Human head transplants’ gory, Frankenstein-esque history

At Mary Shelley’s FrankensteinA mad scientist creates a monstrous creature with severed body parts. In some film adaptations, a dismembered head is tacked onto the malformed body. Then, with the help of a storm, new life is born.
Since the first successful kidney transplant in 1954, modern organ transplantation has often been associated with the horrors of Frankenstein. While people now accept kidney and liver transplants as life-saving surgeries, the notion of head transplants still sparks Frankenstein-like revulsion in the medical community and beyond.
In 2015, Italian neurosurgeon Sergio Canavero was criticized for his plan to perform the first human head transplant on a volunteer patient with severe muscle atrophy, with the aim of restoring mobility.
Canavero planned to cut off the heads of the living patient and the body of a brain-dead donor, under extremely cold temperatures, and connect the patient’s dismembered head and brain to the donor’s body, first joining the head-body arteries to recirculate blood flow to the patient’s brain, then tackling the neck and spine connections.

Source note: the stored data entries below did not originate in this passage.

PR #3675, opened 2020-10-25
Revert "Add ≡ (equivalent to ==) and ≢ (equivalent to !=)"

JJ:
Reverts Raku/doc#3674


AlexDaniel:
3 reverts for what? Yes, the op is wrong, but it could've been fixed with just one commit.

JJ:
Well, I use rebase instead of squash usually. No big deal.

AlexDaniel:
@lizmat you're on a mission to downvote all my comments, or what?

AlexDaniel:
So, to clarify, a relatively new contributor submitted a PR that you reviewed poorly. Then, once it was pointed out that there's a little mistake and it talks about a different operator, you reverted the whole thing with three revert commits, instead of just adding missing parens. Not only it unnecessarily clutters the git history, but it also makes it somewhat hard for new contributors to proceed. Why revert it in the first place? You sure that the revert sends the right message?

But, as it seems, this is considered normal around here, and it's not the first time I see this attitude. The downvotes that completely fail to understand the issue, and are there just because I pointed it out, are also very telling.

PR #3676, opened 2020-10-27
Document absolute parameter for IO::Path symlink method

mienaikage:
Flag added in https://github.com/rakudo/rakudo/pull/3980

(Probably a bit early to merge right now)


lizmat (approved):

JJ:
Yep, a bit early. Can you please move it to draft, and un-draft it when it's released? We'll also need some information about the specific release.

PR #3677, opened 2020-10-28
rakudobrew -> rakubrew

patrickbkr:
Replace `rakudobrew` with its successor `rakubrew` where it makes sense. No need to send readers to a page that then forwards them to rakubrew.


JJ (approved):
Thanks!

PR #3678, opened 2020-10-29
Replace non-Spanish phrase

jjatria:
## The problem

The text `în modul` is not Spanish. It was copied by accident from a different language.

## Solution provided

It was replaced by the equivalent "en modo".


JJ (approved):
Good one.

PR #3680, opened 2020-10-30
Remove out of place AUTHORS section

patrickbkr:
If we choose to have an AUTHORS section of the documentation it should be in a central place and not in a random sub page.

This is a draft PR, because I'd like to answer the following questions first:

- Do we want to have an AUTHORS section on the docs page?
- Where would such a section live?
- Who should be credited?


JJ:
As far as I can tell, it's an authors section from the original page. It's just assigning credit where credit is due.

patrickbkr:
Yes, that's what I noticed as well.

Although Canavero’s patient ultimately backed out of the planned surgery, the surgeon’s claims sparked a debate over the validity of head transplants: Is it possible to remove and transfer human heads along with their brains? And if it is possible, is it ethical?
For Arthur Kaplan, renowned bioethicist and professor at the Grossman School of Medicine at New York University, the procedure would be neither ethical nor possible.

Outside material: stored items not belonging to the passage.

PR #3687, opened 2020-11-08
Fix code highlighting using the correct scope name

stoned:
... when using a recent version of Raku/atom-language-perl6

Recently the scope name for Raku code has changed from 'source.perl6fe'
to 'source.raku' in the package atom-language-perl6.
See Raku/atom-language-perl6#96

We try to detect this change by testing for the presence of grammar file
'raku.cson', which beforehand was named 'perl6fe.cson'

Also, I suspect the script highlights/highlight-folder.coffee is not really used anymore. Perhaps it could be removed ?


JJ (approved):
Will have to test it, but it looks fine.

The ethics and logistics of human head transplants
The term head transplant refers to the experimental transfer of the brain, along with the skull, face, and parts of the neck and spine, to another body. Today, scientists consider head transplants to be theoretically more feasible than the extraction and transfer of isolated brains, due to the brain’s complex neuronal connections.

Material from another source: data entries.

Issue #3495, opened 2020-06-21
Checklist for 2020.06


JJ:
Here are the changes in the new release:

#  SPECIAL NOTES:
 * [ ] Results of `dir` routine called with dirty base path are presented
      as cleaned up for some paths (like `///` or `a/../a`) unlike
      before. While compatibility with most of other cases is preserved
      and no ecosystem fallout was observed, be cautious of the possible
      observable changes if the code does not clean dirty paths using `cleanup` method.
 * [ ] Since this release, when you start Raku with "-" as a single positional parameter, it
      will now check if STDIN is connected to a terminal.  If it is, then
      the REPL will be started, rather than appearing to freeze waiting
      for the user to enter something and issue an EOF.  If STDIN is *not*
      connected to a terminal, then Raku will read from STDIN and process
      that as the source of a program.
 * [ ] The `run` routine, `Proc.spawn` and `Proc::Async.new` are
      extended with a new argument `:$win-verbatim-args` defaulting to
      `False`. If the argument is left off or set to False, the
      arguments are quoted according to the Microsoft convention. This
      is identical to Rakus previous behavior and thus backwards
      compatible. When passing True the passed arguments are
      concatenated with a single space. No other processing takes
      place. This allows to manually quote the arguments as necessary. 
#  Changes:
 * [ ] Support verbatim argument handling for `Proc` -[709941c6](https://github.com/rakudo/rakudo/commit/709941c6)-[9a75738f](https://github.com/rakudo/rakudo/commit/9a75738f)
 * [ ] Signatures of `slurp` and `spurt` routines not accepting redundant arguments is
      now compile time error rather than run-time one -[22f43444](https://github.com/rakudo/rakudo/commit/22f43444)
 * [ ] The `Distro.desc` method now states codename for MacOS -[b4b2a5ec](https://github.com/rakudo/rakudo/commit/b4b2a5ec)
 * [ ] The `gist` method output for multi-dimensional arrays is truncated now -[cfc3e57f](https://github.com/rakudo/rakudo/commit/cfc3e57f)-[4bfe5bd5](https://github.com/rakudo/rakudo/commit/4bfe5bd5)
 * [ ] Parametrization a variable type in form `my $foo is Type[Foo, Bar]` works for all types now -[de43f193](https://github.com/rakudo/rakudo/commit/de43f193)
[...]

PR #3688, opened 2020-11-10
List.rotate returns a Seq since Rakudo 2020.06

stoned:
ref #3495

While here flesh out a bit the routine description and adopt a more
common example style.


JJ (approved):
Thanks!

Kaplan tells Popular science that head transplants are impossible for many reasons: primarily, there is no medical procedure to fuse spinal cords, and while that is true, transplanting a patient’s head onto another human body is out of the question. Any head transplant recipient, without proper fusion of the spinal cord, would likely be paralyzed.
Ethically, Kaplan says, he presumes that the head transplant recipient would be overwhelmed and potentially disturbed by an influx of memories and visual, auditory and sensory pathways from the new body.
âMoving a head to another body gives this false idea that our personal identity resides entirely in our head,â Kaplan explains. “But we are, in fact, brains that circulate in our bodies and fill us with information. The idea is cool for science fiction or comics.”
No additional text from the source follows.